YOUR TASK. Please set the lines down again exactly, from the top of the entries through the line that contains "config and breaks".

Records from a data source

——

PR #4428, opened 2018-09-20
update qpdf to version 8.2.1

oltolm:


jeroen:
Could we patch this to also build a static lib (rather than just the import lib)?

PR #4430, opened 2018-09-21
Update PKGBUILD

yuui-tanabe:


stahta01:
@yuui-tanabe why did you make this useless change?

Tim S.

PR #4435, opened 2018-09-21
Add python2-markdown package

eduardosm:
The PKGBUILD is based on archlinux's.


Alexpux:
Why only python2? I see it support python 3.4 and later too

eduardosm:
It seems python-markdown was already in the repository. When I first created this package (long before I opened the pull request), it wasn't.

PR #4441, opened 2018-09-22
openssl: build with deprecated interfaces

lazka:
Passing api=1.0.0 removes all API deprecated with 1.0.0. That's not the default
config and breaks code trying to support multiple openssl versions, so remove it.


lazka:
@JPeterMugaas any objections?

JPeterMugaas:
No.  Not really.  I wasn't sure what that line was about anyway.

PR #4460, opened 2018-09-25
opusfile: remove http support (doesn't build with openssl 1.1)

lazka:
https://github.com/xiph/opusfile/issues/13


Alexpux:
well we can wait while it will be fixed upstream

lazka:
ok. I also noticed that this code is there to hook openssl up to the windows cert store. Which means we can just disable it and let it use the msys2 certs like everything else. I'll open another PR for that.

lazka:
I've opened #4474 for a fix without disabling http support.

PR #7206, opened 2020-10-30
darktable: Update to 3.2.1

lazka:
drops 32 bit package


lazka:
merging to see how the automation handles it..

PR #7208, opened 2020-10-31
med: fix DLL install locations, depend on libgfortran

lazka:


lazka:
@3rav

Biswa96:
Maybe?

```
ARCHIVE DESTINATION ${CMAKE_INSTALL_LIBDIR}
LIBRARY DESTINATION ${CMAKE_INSTALL_LIBDIR}
RUNTIME DESTINATION ${CMAKE_INSTALL_BINDIR}
```

lazka:
Where are they defined?

Biswa96:
Doc: https://cmake.org/cmake/help/latest/module/GNUInstallDirs.html

lazka:
med doesn't use this module, and I don't feel confident enough changing more :/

——

SOLUTION TO THE PROBLEM.
PR #4428, opened 2018-09-20
update qpdf to version 8.2.1

oltolm:


jeroen:
Could we patch this to also build a static lib (rather than just the import lib)?

PR #4430, opened 2018-09-21
Update PKGBUILD

yuui-tanabe:


stahta01:
@yuui-tanabe why did you make this useless change?

Tim S.

PR #4435, opened 2018-09-21
Add python2-markdown package

eduardosm:
The PKGBUILD is based on archlinux's.


Alexpux:
Why only python2? I see it support python 3.4 and later too

eduardosm:
It seems python-markdown was already in the repository. When I first created this package (long before I opened the pull request), it wasn't.

PR #4441, opened 2018-09-22
openssl: build with deprecated interfaces

lazka:
Passing api=1.0.0 removes all API deprecated with 1.0.0. That's not the default
config and breaks code trying to support multiple openssl versions, so remove it.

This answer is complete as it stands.